*EXTRACTED RECORDS:*

PR #805, opened 2025-03-27
Ice ocean stress computation

### LINKED ISSUE #791: ice ocean stress interface
The current interface for the ice ocean stress computation, i.e. `CGDynamicsKernel::getIceOceanStressElement` and ``CGDynamicsKernel::getIceOceanStress` is not ideal. The combination of a virtual function + branch based on string comparisons in the inner loop makes it very inefficient. Furthermore, the abstraction on the level of per-element computations makes it impossible to perform these computations on the GPU.

Both problems could be solved by having the virtual function that is implemented by each kernel compute the whole field. It should still be possible to implement shared parts once in `CGDynamicsKernel` . Looking at the concrete implementations for Brittle and VP dynamics they only differ by the velocity used. How much flexibility  is really needed @einola ? Can the formula change significantly? Also, is there a reason why x and y fields are computed separately? I guess it is because of the getData interface?

Thanduriel:
# Ice ocean stress computation

Fixes #791

---
# Change Description

Reworked the ice ocean stress computation to facilitate greater reuse. The implementation is similar to the [previous one](https://github.com/nextsimhub/nextsimdg/pull/664) by @timspainNERSC, with some important differences:

1. **Persistent buffers** Previously, the ice ocean stresses where computed just-in-time in `getDG0Data`. This is not ideal since most of the computations are shared between the u and v fields. Now they are computed as part of  the kernel `update` and stored as `CGDynamicsKernel::uIceOceanStress` and `CGDynamicsKernel::vIceOceanStress`. If this is not desired, I think we should change the kernel-interface to get these fields instead. Alternatively, we could also do the interpolation right away and only store the `DGModelArray`. Is the full `CGVector` every needed?
2. **No virtual function** The only function I introduced is `CGDynamicsKernel::updateIceOceanStress` which contains the implementation and is called by the concrete kernels with the correct velocities. The only reason for introducing a virtual function for this computation is, in my mind, if we want to introduce additional logic around it to only compute ice-ocean stresses some of the time. This could then be implemented in the base class `DynamicsKernel`.
3. **Parameter initialization** There is a pitfall with the initialization of the parameter structs. They are being passed to the kernel constructors before being properly initialized by `configure`. I changed the initialization order in the modules so that the param structs are at least default initialized before being passed to the kernel constructors, elliminating the undefined behavior. Still, since the proper parameter configuration happens later, computations based on the parameters should be be done in `initialise()`. Where I noticed the incorrect usage (e.g. `FreeDriftDynamicsKernel`) I delayed the initialization and set the defaults to NaN so that improper usage is detected quickly. However, the overall design still has the potential for subtle bugs later on, when there are actual user provided parameters that differ from the default values. Ideally, initialization of the struct would be finished by the point it becomes accessible to the kernel but I guess this is not possible with the overall structure. Alternatively, such inconsistencies could be prevented by passing the parameter structs to `initialise` instead of the constructors which in turn would necessitate the use of pointers which have their own shortcomings. So I guess, one just has to be careful.

Furthermore, I did some minor cosmetic changes in the files I touched.

---
# Test Description

I checked that `taux` and `tauy` are the same for `BBMDynamics`. For `MEVPDynamics` the results are not expected to be the same since the ocean angle is used now, which is not yet properly implemented in the other computations.

### DIFF
--- a/core/src/modules/DynamicsModule/include/BBMDynamics.hpp
+++ b/core/src/modules/DynamicsModule/include/BBMDynamics.hpp
@@ -1,7 +1,7 @@
 /*!
  * @file BBMDynamics.hpp
  *
- * @date 19 Nov 2024
+ * @date 27 Mar 2025
  * @author Tim Spain <timothy.spain@nersc.no>
  */
 
@@ -56,8 +56,8 @@ public:
     static HelpMap& getHelpRecursive(HelpMap&, bool getAll);
 
 private:
-    BBMDynamicsKernel<DGCOMP> kernel;
     BBMParameters params;
+    BBMDynamicsKernel<DGCOMP> kernel;
 };
 
 } /* namespace Nextsim */
--- a/core/src/modules/DynamicsModule/include/MEVPDynamics.hpp
+++ b/core/src/modules/DynamicsModule/include/MEVPDynamics.hpp
@@ -1,7 +1,7 @@
 /*!
  * @file MEVPDynamics.hpp
  *
- * @date 19 Nov 2024
+ * @date 27 Mar 2025
  * @author Tim Spain <timothy.spain@nersc.no>
  * @author Piotr Minakowski <piotr.minakowski@ovgu.de>
  * @author Einar Ólason <einar.olason@nersc.no>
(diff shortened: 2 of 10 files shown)


einola:
This looks quite good to me.

~~It's a good point about ``CGVector``. The full ``CGVector`` is never needed; the ice-ocean stress is only used when coupling to the ocean or in the diagnostic output. So, as you suggest, we could do the interpolation right away and only store the ``DGModel Array``. Can you do that?~~ -- This was a bad idea. I prefer it the way it is now!

einola (approved):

*WORK ORDER:*
Return the data above in full, keeping each line exactly as it stands.

*EXERCISE RESULT:*
PR #805, opened 2025-03-27
Ice ocean stress computation

### LINKED ISSUE #791: ice ocean stress interface
The current interface for the ice ocean stress computation, i.e. `CGDynamicsKernel::getIceOceanStressElement` and ``CGDynamicsKernel::getIceOceanStress` is not ideal. The combination of a virtual function + branch based on string comparisons in the inner loop makes it very inefficient. Furthermore, the abstraction on the level of per-element computations makes it impossible to perform these computations on the GPU.

Both problems could be solved by having the virtual function that is implemented by each kernel compute the whole field. It should still be possible to implement shared parts once in `CGDynamicsKernel` . Looking at the concrete implementations for Brittle and VP dynamics they only differ by the velocity used. How much flexibility  is really needed @einola ? Can the formula change significantly? Also, is there a reason why x and y fields are computed separately? I guess it is because of the getData interface?

Thanduriel:
# Ice ocean stress computation

Fixes #791

---
# Change Description

Reworked the ice ocean stress computation to facilitate greater reuse. The implementation is similar to the [previous one](https://github.com/nextsimhub/nextsimdg/pull/664) by @timspainNERSC, with some important differences:

1. **Persistent buffers** Previously, the ice ocean stresses where computed just-in-time in `getDG0Data`. This is not ideal since most of the computations are shared between the u and v fields. Now they are computed as part of  the kernel `update` and stored as `CGDynamicsKernel::uIceOceanStress` and `CGDynamicsKernel::vIceOceanStress`. If this is not desired, I think we should change the kernel-interface to get these fields instead. Alternatively, we could also do the interpolation right away and only store the `DGModelArray`. Is the full `CGVector` every needed?
2. **No virtual function** The only function I introduced is `CGDynamicsKernel::updateIceOceanStress` which contains the implementation and is called by the concrete kernels with the correct velocities. The only reason for introducing a virtual function for this computation is, in my mind, if we want to introduce additional logic around it to only compute ice-ocean stresses some of the time. This could then be implemented in the base class `DynamicsKernel`.
3. **Parameter initialization** There is a pitfall with the initialization of the parameter structs. They are being passed to the kernel constructors before being properly initialized by `configure`. I changed the initialization order in the modules so that the param structs are at least default initialized before being passed to the kernel constructors, elliminating the undefined behavior. Still, since the proper parameter configuration happens later, computations based on the parameters should be be done in `initialise()`. Where I noticed the incorrect usage (e.g. `FreeDriftDynamicsKernel`) I delayed the initialization and set the defaults to NaN so that improper usage is detected quickly. However, the overall design still has the potential for subtle bugs later on, when there are actual user provided parameters that differ from the default values. Ideally, initialization of the struct would be finished by the point it becomes accessible to the kernel but I guess this is not possible with the overall structure. Alternatively, such inconsistencies could be prevented by passing the parameter structs to `initialise` instead of the constructors which in turn would necessitate the use of pointers which have their own shortcomings. So I guess, one just has to be careful.

Furthermore, I did some minor cosmetic changes in the files I touched.

---
# Test Description

I checked that `taux` and `tauy` are the same for `BBMDynamics`. For `MEVPDynamics` the results are not expected to be the same since the ocean angle is used now, which is not yet properly implemented in the other computations.

### DIFF
--- a/core/src/modules/DynamicsModule/include/BBMDynamics.hpp
+++ b/core/src/modules/DynamicsModule/include/BBMDynamics.hpp
@@ -1,7 +1,7 @@
 /*!
  * @file BBMDynamics.hpp
  *
- * @date 19 Nov 2024
+ * @date 27 Mar 2025
  * @author Tim Spain <timothy.spain@nersc.no>
  */
 
@@ -56,8 +56,8 @@ public:
     static HelpMap& getHelpRecursive(HelpMap&, bool getAll);
 
 private:
-    BBMDynamicsKernel<DGCOMP> kernel;
     BBMParameters params;
+    BBMDynamicsKernel<DGCOMP> kernel;
 };
 
 } /* namespace Nextsim */
--- a/core/src/modules/DynamicsModule/include/MEVPDynamics.hpp
+++ b/core/src/modules/DynamicsModule/include/MEVPDynamics.hpp
@@ -1,7 +1,7 @@
 /*!
  * @file MEVPDynamics.hpp
  *
- * @date 19 Nov 2024
+ * @date 27 Mar 2025
  * @author Tim Spain <timothy.spain@nersc.no>
  * @author Piotr Minakowski <piotr.minakowski@ovgu.de>
  * @author Einar Ólason <einar.olason@nersc.no>
(diff shortened: 2 of 10 files shown)


einola:
This looks quite good to me.

~~It's a good point about ``CGVector``. The full ``CGVector`` is never needed; the ice-ocean stress is only used when coupling to the ocean or in the diagnostic output. So, as you suggest, we could do the interpolation right away and only store the ``DGModel Array``. Can you do that?~~ -- This was a bad idea. I prefer it the way it is now!

einola (approved):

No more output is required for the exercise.